On Computing the Shadows and Slices of Polytopes

TL;DR

This paper investigates the computational complexity of projecting polytopes along multiple directions, revealing equivalences to vertex enumeration and NP-hardness in various forms, and introduces new complexity classes related to vertex enumeration.

Contribution

It characterizes the complexity of polytope projection problems in different input and output scenarios, and introduces new complexity classes based on vertex enumeration.

Findings

Projection is equivalent to vertex enumeration in most forms.

In some cases, projection problems are NP-hard or trivial.

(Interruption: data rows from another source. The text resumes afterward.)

PR #1186, opened 2016-02-15
Structured Learning Tracking

ilastikdev:
Structured learning tracking code from learning branch is based on:

https://github.com/ilastik/ilastik
(tracking M.Schieg and C. Haubold; structured learning workflow, training applet, and GUI J. Ales)

https://github.com/ilastik/pgmlink
(tracking M.Schieg; merger resolving C.Haubold; structured learning J.Ales)

https://github.com/ilastik/volumina
(cropping markers S. Berg; structured learning tracking workflow GUI J. Ales)

and learning-experimental branch of

https://github.com/opengm/opengm
(J. Kappes, T.Bier, J.Funke, C.Haubold, J.Ales, plus Dec. 2014 hackathon crew)

User trains division and object count classifier and
inputs tracking training.

Best structured learning weights for the given data and training are calculated and
used to obtain a tracking solution.

Object count and Division classifiers demand the same amout of training as in the ilastik binary.
Small tracking training sets have lead to good results in tracking (see bellow).

Future work:
- transition classifier incorporating object features
- Convex Hull and Skeleton features (2D) in tracking (also for conservation tracking) (DONE)
- Tests for determining the number of sufficient training points for weights that produce good tracking solutions.


ilastik/applets/tracking/structured/opStructuredTracking.py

New complexity classes related to vertex enumeration are proposed.

Abstract

We study the complexity of computing the projection of an arbitrary $d$-polytope along $k$ orthogonal vectors for various input and output forms. We show that if $d$ and $k$ are part of the input (i.e. not a constant) and we are interested in output-sensitive algorithms, then in most forms the problem is equivalent to enumerating vertices of polytopes, except in two where it is NP-hard. In two other forms the problem is trivial. We also review the complexity of computing projections when the projection directions are in some sense non-degenerate. For full-dimensional polytopes containing origin in the interior, projection is an operation dual to intersecting the polytope with a suitable linear subspace and so the results in this paper can be dualized by interchanging vertices with facets and projection with intersection. To compare the complexity of projection and vertex enumeration, we define new complexity classes based on the complexity of Vertex Enumeration.